> **ENTRIES PROVIDED**:

____

PR #1267, opened 2026-06-10
[RORDEV-2079] [ci] Authenticated Docker Hub pulls in IT legs (kill the anonymous rate-limit lottery)

sscarduzio:
**Changelog:** [ci] integration-test legs authenticate Docker Hub pulls via `DOCKER_AUTH_CONFIG` (testcontainers + docker-java read it natively), switching from the per-IP anonymous quota — shared across ALL Azure hosted tenants — to a per-account quota.

Two IT legs died to this lottery today alone (`toomanyrequests` on es810x, and the same ror-tools test lost es816x to an apt flake — baking those images is a separate follow-up).

- No-op until the `DOCKER_HUB_RO_TOKEN` (secret) + `DOCKER_HUB_USER` pipeline variables are set — safe to merge independently
- Windows legs untouched (native ES, no Docker)
- Known gap (follow-up): `container:` job images (e.g. `eclipse-temurin`) are pulled by the agent before steps run — covering those needs a Docker registry service connection on named container resources

## Summary by CodeRabbit

* **Chores**
  * Updated the CI integration test steps to optionally enable authenticated Docker Hub pulls when read-only Docker Hub credentials are provided, reducing failures caused by anonymous pull rate limits on hosted agents.


ci/azure-templates/integration-test-steps.yml
```diff
@@ -34,6 +34,12 @@ steps:
       export ROR_LIBS_STORE_URL=$VAR_ROR_LIBS_STORE_URL
       export ROR_LIBS_STORE_ACCESS_KEY_ID=$VAR_ROR_LIBS_STORE_ACCESS_KEY_ID
       export ROR_LIBS_STORE_ACCESS_KEY_SECRET=$VAR_ROR_LIBS_STORE_ACCESS_KEY_SECRET
+
+      # Authenticated Docker Hub pulls (testcontainers/docker-java read DOCKER_AUTH_CONFIG):
+      # avoids the per-IP anonymous rate limit shared across all Azure hosted agents.
+      if [ -n "$VAR_DOCKER_HUB_RO_TOKEN" ]; then
+        export DOCKER_AUTH_CONFIG="{\"auths\":{\"https://index.docker.io/v1/\":{\"auth\":\"$(printf '%s:%s' "$VAR_DOCKER_HUB_USER" "$VAR_DOCKER_HUB_RO_TOKEN" | base64 -w0)\"}}}"
+      fi
```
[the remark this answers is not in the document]
sscarduzio: Valid — a token without a user would produce a malformed `:token` auth entry and silent anonymous fallback. Condition now requires both `VAR_DOCKER_HUB_USER` and `VAR_DOCKER_HUB_RO_TOKEN`. Done in 51b9e2d91.

sscarduzio:
Addressed in `601d7f232`:

**✅ Nit — no confirmation log when auth is active.** Added an `[TEST]`-convention line: `Docker Hub authenticated pulls ENABLED (user '…')` when both vars are set, `DISABLED (anonymous, rate-limited)` otherwise — so flaky-pull investigations can confirm whether auth was in effect.

**❌ Nit — `DOCKER_AUTH_CONFIG` unmasked.** Won't-fix: the script never echoes it (added an explicit comment to that effect), and the value is base64 of a **read-only** pull token, not the raw secret — Azure already masks the source `DOCKER_HUB_RO_TOKEN` var. There's no exposure path here; masking a value that's never printed adds nothing.

sscarduzio:
Reversed my earlier won't-fix and added the masking in `6b324a28e`.

You're right that the real surface is the **agent-level** `system.debug:true` (line 10) machinery, not my script — and `DOCKER_AUTH_CONFIG` is a plain env var, not a pipeline secret, so the agent could surface it in verbose output. Added `##vso[task.setvariable variable=DOCKER_AUTH_CONFIG;isSecret=true]` right after the export: registers the literal for redaction in all subsequent log output, while the child Gradle/testcontainers JVM (launched later in the same step) still reads the real env value. Low-cost given the global debug flag.

ci/azure-templates/integration-test-steps.yml
```diff
@@ -26,13 +26,29 @@ steps:
       export ROR_LIBS_STORE_ACCESS_KEY_ID=$VAR_ROR_LIBS_STORE_ACCESS_KEY_ID
       export ROR_LIBS_STORE_ACCESS_KEY_SECRET=$VAR_ROR_LIBS_STORE_ACCESS_KEY_SECRET
 
+      # Authenticated Docker Hub pulls (testcontainers/docker-java read DOCKER_AUTH_CONFIG):
```
coutoPL: It's a great improvement.
Can we do it in a separate pipeline step?

ci/azure-templates/integration-test-steps.yml
coutoPL, line 1: 1. Don't we need the same improvements in the context of the integration tests on Windows?
2. We do use the test-containers also in case of unit tests

coutoPL (changes requested):

sscarduzio:
Addressed both threads in `aff3ff38c`:

**Thread 1 — "do it in a separate pipeline step?"** ✅ Done. Extracted into a reusable steps-template `ci/azure-templates/docker-hub-auth-steps.yml`. As a *separate prior* step it publishes `DOCKER_AUTH_CONFIG` as a job-scoped variable that the test step inherits — actually cleaner than the same-process `export` it replaces, and the `isSecret` masking still applies.

**Thread 2 — Windows + unit tests:**
- **Unit tests** ✅ — you're right, `core_tests` starts testcontainers too (LDAP/WireMock; `core/build.gradle` pulls `testcontainers-scala`), same per-IP rate limit. Wired the shared step into the `UNIT` job.
- **Windows IT** — deliberately left out: those jobs run ES **natively**, and their Linux-image testcontainers deps (openldap/wiremock/toxiproxy) are `IgnoreOnWindows` because Windows Docker can't run Linux images — so they never pull from Docker Hub. The auth would be dead config there. Happy to revisit if Windows ever grows Linux-container deps.

YAML validated; template paths resolve.

sscarduzio:
Good catch in the latest review — that was a real regression I introduced, fixed in `24066dc14`:

**✅ Warning — secret var didn't propagate after the step extraction.** Correct: `isSecret=true` job variables are **not** auto-injected into subsequent steps' `env` (Azure security behavior). The inline version worked via same-shell `export`; my refactor silently fell back to anonymous pulls. Now explicitly mapped `DOCKER_AUTH_CONFIG: $(DOCKER_AUTH_CONFIG)` in **both** consuming steps (the IT test script and the UNIT job). This is exactly the kind of silent half-broken state worth catching before merge — thank you.

**✅ Nit (Q2) — `$(DOCKER_HUB_USER)` literal expansion when unset.** Hardened the guard: it now also rejects the unexpanded `'$(NAME)'` literal for both user and token, so auth only activates when both are genuinely set (verified all 4 cases: both-real→ENABLED, empty/literal→DISABLED).

The CI run on this commit will confirm the propagation end-to-end. @coutoPL — your two original concerns (separate step + unit-test wiring) were addressed in `aff3ff38c`; this commit fixes the propagation bug that refactor introduced. Ready for re-review when you have a moment.

ci/azure-templates/integration-test-steps.yml
```diff
@@ -21,6 +21,8 @@ steps:
     fetchDepth: 1
     clean: false
     persistCredentials: true
+  # Authenticated Docker Hub pulls (separate, reusable step — shared with the unit-test job).
```
coutoPL: IMO, this comment is not needed. It's described in depth inside docker-hub-auth-steps.yml what this is for.

azure-pipelines.yml
```diff
@@ -308,12 +308,17 @@ stages:
             fetchDepth: 1
             clean: false
             persistCredentials: true
+          # core_tests starts testcontainers too (LDAP/WireMock) — same Docker Hub rate limit as IT.
```
coutoPL: IMO, this comment is not needed. It's described in depth inside docker-hub-auth-steps.yml what this is for.

coutoPL (approved):
Two small, minor comments left. Please fix them, but in general, LGTM.

sscarduzio:
Thanks both — addressed in `a48695bfd`:

**✅ Warning (claude[bot]) — non-JSON `DOCKER_AUTH_CONFIG` when auth is disabled.** Real bug, good catch: with no credentials the `else` branch set no variable, so `$(DOCKER_AUTH_CONFIG)` in the consuming `env:` blocks expanded to the literal `"$(DOCKER_AUTH_CONFIG)"` — non-JSON that docker-java would choke on for every credential-less run (my "harmless" comment was wrong). The `else` branch now publishes an **empty secret**, so the var is always defined → expands to empty → docker-java treats it as "no auth". This is the consuming-side mirror of the input-side dual-guard.

**✅ @coutoPL — redundant comments.** Removed the duplicated `DOCKER_AUTH_CONFIG` explanation at both consuming sites; the full rationale lives in `docker-hub-auth-steps.yml`, with just a one-line pointer left behind.

Re-review when convenient — should be good to merge after this.

sscarduzio:
Dug deeper before merging and found the previous fix (`a48695bfd`, empty-secret in the else branch) was **still broken** — replaced with a robust approach in `a7186e17c`.

**Why the empty-secret approach didn't work** (verified against testcontainers 2.0.3 source + Azure docs):
- testcontainers `RegistryAuthLocator` does `if (getenv("DOCKER_AUTH_CONFIG") != null) ObjectMapper.readTree(it)` — **null-check only, no blank guard**. So it throws a JSON parse error on *both* an empty string `""` **and** the literal `"$(DOCKER_AUTH_CONFIG)"`. The only clean-skip path is the env var being **genuinely absent** (`getenv` → null).
- An Azure cross-step variable **can't express "absent"**: an empty `task.setvariable` is ambiguous/undocumented, and an undefined `$(VAR)` maps to its literal. So *any* `env: { DOCKER_AUTH_CONFIG: $(DOCKER_AUTH_CONFIG) }` mapping risks feeding `RegistryAuthLocator` a value it chokes on — breaking every credential-less CI run.

**The fix:** dropped the pipeline-step template; the auth is now a **sourceable script** (`ci/docker-hub-auth.sh`) that the test step `source`s in its own shell (same process as `run-pipeline.sh`):
- both creds real → `export DOCKER_AUTH_CONFIG=<valid JSON>` (reaches the JVM in-process) + `isSecret` masking
- otherwise → sets nothing → the var stays **unset** → `RegistryAuthLocator` gets `null` → skips cleanly

Still reusable across the IT + unit-test legs (@coutoPL's separate/reusable ask), and now correct by construction. Verified by sourcing in all three scenarios: real→valid JSON, no-creds→unset, Azure-literal→unset.

Re-review appreciated — this one's worth a look since the mechanism changed.

coutoPL (approved):
LGTM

____

> **BRIEF**:
Wherever the string "variables" appears in the records above, copy the line it sits in.

> **ANSWER SECTION**:
- No-op until the `DOCKER_HUB_RO_TOKEN` (secret) + `DOCKER_HUB_USER` pipeline variables are set — safe to merge independently
**✅ Warning — secret var didn't propagate after the step extraction.** Correct: `isSecret=true` job variables are **not** auto-injected into subsequent steps' `env` (Azure security behavior). The inline version worked via same-shell `export`; my refactor silently fell back to anonymous pulls. Now explicitly mapped `DOCKER_AUTH_CONFIG: $(DOCKER_AUTH_CONFIG)` in **both** consuming steps (the IT test script and the UNIT job). This is exactly the kind of silent half-broken state worth catching before merge — thank you.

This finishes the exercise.